> [ABOUT THIS TASK]
Below are the entries; return exactly the line with "Addressed most of" and every later line, without anything else.

> [Records from a collection]
- Opening Delimiter -

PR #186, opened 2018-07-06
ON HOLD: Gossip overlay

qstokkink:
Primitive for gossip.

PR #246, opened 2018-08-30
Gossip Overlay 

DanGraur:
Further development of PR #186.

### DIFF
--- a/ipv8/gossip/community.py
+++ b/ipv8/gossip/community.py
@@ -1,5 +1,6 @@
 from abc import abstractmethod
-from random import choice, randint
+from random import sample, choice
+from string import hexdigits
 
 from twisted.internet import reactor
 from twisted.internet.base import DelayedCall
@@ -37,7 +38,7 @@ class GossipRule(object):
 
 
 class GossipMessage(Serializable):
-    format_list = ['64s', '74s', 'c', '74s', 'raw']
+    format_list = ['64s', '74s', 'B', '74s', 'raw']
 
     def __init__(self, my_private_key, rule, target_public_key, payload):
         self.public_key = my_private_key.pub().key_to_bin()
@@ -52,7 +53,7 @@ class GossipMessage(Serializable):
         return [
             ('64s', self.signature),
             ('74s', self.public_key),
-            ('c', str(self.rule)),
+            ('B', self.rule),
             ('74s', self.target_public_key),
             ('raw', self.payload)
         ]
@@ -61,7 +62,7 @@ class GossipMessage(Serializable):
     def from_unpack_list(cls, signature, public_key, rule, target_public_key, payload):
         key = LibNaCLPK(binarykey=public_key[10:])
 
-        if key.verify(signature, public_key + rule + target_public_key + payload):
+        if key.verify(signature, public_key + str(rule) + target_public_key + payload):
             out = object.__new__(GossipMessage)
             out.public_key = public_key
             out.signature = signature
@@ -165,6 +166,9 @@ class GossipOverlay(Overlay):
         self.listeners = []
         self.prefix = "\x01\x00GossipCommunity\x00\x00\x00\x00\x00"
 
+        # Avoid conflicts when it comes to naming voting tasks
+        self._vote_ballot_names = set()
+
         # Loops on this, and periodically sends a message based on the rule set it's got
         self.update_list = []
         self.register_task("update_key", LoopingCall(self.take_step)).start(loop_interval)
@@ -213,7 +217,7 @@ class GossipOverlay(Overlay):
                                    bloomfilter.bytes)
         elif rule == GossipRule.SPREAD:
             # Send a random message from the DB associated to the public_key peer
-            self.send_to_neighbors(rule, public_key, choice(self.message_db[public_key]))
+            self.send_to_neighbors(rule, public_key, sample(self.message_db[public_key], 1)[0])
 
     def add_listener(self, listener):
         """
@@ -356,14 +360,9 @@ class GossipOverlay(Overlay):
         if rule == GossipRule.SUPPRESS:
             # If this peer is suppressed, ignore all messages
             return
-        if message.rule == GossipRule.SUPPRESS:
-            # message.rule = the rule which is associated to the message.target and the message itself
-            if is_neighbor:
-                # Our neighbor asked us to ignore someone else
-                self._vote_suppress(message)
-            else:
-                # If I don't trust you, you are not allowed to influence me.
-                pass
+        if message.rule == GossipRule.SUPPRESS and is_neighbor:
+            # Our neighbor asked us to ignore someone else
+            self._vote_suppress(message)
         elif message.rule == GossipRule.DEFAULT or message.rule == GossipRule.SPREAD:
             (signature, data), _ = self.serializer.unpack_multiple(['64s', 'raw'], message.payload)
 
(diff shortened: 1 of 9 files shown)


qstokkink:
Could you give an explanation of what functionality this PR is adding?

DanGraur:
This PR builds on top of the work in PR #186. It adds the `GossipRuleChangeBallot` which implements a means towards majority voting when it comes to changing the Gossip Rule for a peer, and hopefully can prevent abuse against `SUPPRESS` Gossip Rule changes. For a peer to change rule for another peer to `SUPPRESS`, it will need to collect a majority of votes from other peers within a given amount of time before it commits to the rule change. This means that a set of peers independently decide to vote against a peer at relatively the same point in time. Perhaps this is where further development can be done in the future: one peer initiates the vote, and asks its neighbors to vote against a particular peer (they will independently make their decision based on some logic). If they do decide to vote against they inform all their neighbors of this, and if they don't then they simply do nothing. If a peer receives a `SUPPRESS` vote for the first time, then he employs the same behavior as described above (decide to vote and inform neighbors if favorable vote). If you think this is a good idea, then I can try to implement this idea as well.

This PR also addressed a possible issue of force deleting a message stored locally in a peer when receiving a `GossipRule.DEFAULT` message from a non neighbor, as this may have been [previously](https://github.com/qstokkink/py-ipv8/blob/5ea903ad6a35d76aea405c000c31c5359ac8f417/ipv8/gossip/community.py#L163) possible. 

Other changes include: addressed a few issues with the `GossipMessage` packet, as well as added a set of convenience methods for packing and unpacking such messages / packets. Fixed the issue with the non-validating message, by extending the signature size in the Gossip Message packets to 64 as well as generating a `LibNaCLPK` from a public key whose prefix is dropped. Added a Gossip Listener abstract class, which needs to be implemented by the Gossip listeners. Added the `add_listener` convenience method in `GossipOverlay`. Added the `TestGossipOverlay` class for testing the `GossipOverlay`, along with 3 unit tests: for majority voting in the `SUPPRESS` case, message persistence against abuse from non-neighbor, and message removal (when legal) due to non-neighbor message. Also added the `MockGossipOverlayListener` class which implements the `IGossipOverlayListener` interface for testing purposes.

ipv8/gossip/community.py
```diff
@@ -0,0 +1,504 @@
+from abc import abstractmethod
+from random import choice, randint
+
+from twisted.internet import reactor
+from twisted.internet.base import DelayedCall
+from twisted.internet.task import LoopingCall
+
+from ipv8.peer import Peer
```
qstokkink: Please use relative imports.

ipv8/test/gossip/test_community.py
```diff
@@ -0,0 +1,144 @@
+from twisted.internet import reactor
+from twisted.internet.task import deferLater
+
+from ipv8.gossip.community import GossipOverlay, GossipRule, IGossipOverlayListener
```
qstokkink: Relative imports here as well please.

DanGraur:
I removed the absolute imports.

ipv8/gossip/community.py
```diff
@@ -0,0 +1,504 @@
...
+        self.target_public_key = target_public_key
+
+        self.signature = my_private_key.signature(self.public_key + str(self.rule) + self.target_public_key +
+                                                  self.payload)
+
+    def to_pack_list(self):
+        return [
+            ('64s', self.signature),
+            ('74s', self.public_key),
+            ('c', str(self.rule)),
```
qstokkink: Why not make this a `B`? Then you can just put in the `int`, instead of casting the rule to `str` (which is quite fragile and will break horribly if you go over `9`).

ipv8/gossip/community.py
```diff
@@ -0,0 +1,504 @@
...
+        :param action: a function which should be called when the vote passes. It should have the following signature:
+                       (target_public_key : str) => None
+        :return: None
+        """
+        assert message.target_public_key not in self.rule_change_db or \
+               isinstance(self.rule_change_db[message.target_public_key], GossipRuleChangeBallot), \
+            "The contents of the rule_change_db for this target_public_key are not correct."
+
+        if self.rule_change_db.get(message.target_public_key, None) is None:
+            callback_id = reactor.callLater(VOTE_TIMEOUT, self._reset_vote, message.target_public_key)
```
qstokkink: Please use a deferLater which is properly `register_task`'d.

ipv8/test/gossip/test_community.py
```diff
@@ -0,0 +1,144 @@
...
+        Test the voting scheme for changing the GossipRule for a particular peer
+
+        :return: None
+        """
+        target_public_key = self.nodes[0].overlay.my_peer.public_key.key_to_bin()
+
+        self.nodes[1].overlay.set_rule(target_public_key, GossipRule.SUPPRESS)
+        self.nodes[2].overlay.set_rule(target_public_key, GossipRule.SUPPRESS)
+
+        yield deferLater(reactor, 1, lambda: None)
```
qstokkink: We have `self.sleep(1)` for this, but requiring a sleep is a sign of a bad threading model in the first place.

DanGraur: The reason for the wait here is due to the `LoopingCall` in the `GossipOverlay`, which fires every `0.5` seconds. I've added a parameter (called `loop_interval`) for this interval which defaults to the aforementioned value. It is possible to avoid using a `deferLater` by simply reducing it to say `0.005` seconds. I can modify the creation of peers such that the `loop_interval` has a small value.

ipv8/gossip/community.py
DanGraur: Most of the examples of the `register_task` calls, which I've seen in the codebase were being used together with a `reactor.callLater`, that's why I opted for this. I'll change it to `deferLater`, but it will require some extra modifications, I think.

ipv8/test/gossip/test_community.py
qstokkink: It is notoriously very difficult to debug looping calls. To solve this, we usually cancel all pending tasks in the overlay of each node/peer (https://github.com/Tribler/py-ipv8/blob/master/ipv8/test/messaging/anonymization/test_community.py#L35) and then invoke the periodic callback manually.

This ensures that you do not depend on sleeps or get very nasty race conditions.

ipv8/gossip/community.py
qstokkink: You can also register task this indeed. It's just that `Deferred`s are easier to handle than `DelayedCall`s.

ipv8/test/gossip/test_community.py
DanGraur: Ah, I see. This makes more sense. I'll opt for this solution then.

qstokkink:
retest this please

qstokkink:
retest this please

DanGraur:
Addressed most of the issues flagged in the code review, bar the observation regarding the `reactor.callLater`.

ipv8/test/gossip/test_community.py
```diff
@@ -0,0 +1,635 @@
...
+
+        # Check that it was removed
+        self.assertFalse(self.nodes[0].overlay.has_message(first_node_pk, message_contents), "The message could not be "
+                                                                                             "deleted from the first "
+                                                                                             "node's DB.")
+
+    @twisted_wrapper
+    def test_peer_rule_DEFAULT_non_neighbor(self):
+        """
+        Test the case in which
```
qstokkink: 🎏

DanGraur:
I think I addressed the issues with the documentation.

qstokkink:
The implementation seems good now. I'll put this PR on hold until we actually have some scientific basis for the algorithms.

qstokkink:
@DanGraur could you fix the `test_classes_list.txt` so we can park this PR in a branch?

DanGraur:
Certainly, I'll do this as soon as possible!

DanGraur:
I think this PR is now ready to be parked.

- Closing Delimiter -

> [ANSWER BELOW]
Addressed most of the issues flagged in the code review, bar the observation regarding the `reactor.callLater`.

ipv8/test/gossip/test_community.py
```diff
@@ -0,0 +1,635 @@
...
+
+        # Check that it was removed
+        self.assertFalse(self.nodes[0].overlay.has_message(first_node_pk, message_contents), "The message could not be "
+                                                                                             "deleted from the first "
+                                                                                             "node's DB.")
+
+    @twisted_wrapper
+    def test_peer_rule_DEFAULT_non_neighbor(self):
+        """
+        Test the case in which
```
qstokkink: 🎏

DanGraur:
I think I addressed the issues with the documentation.

qstokkink:
The implementation seems good now. I'll put this PR on hold until we actually have some scientific basis for the algorithms.

qstokkink:
@DanGraur could you fix the `test_classes_list.txt` so we can park this PR in a branch?

DanGraur:
Certainly, I'll do this as soon as possible!

DanGraur:
I think this PR is now ready to be parked.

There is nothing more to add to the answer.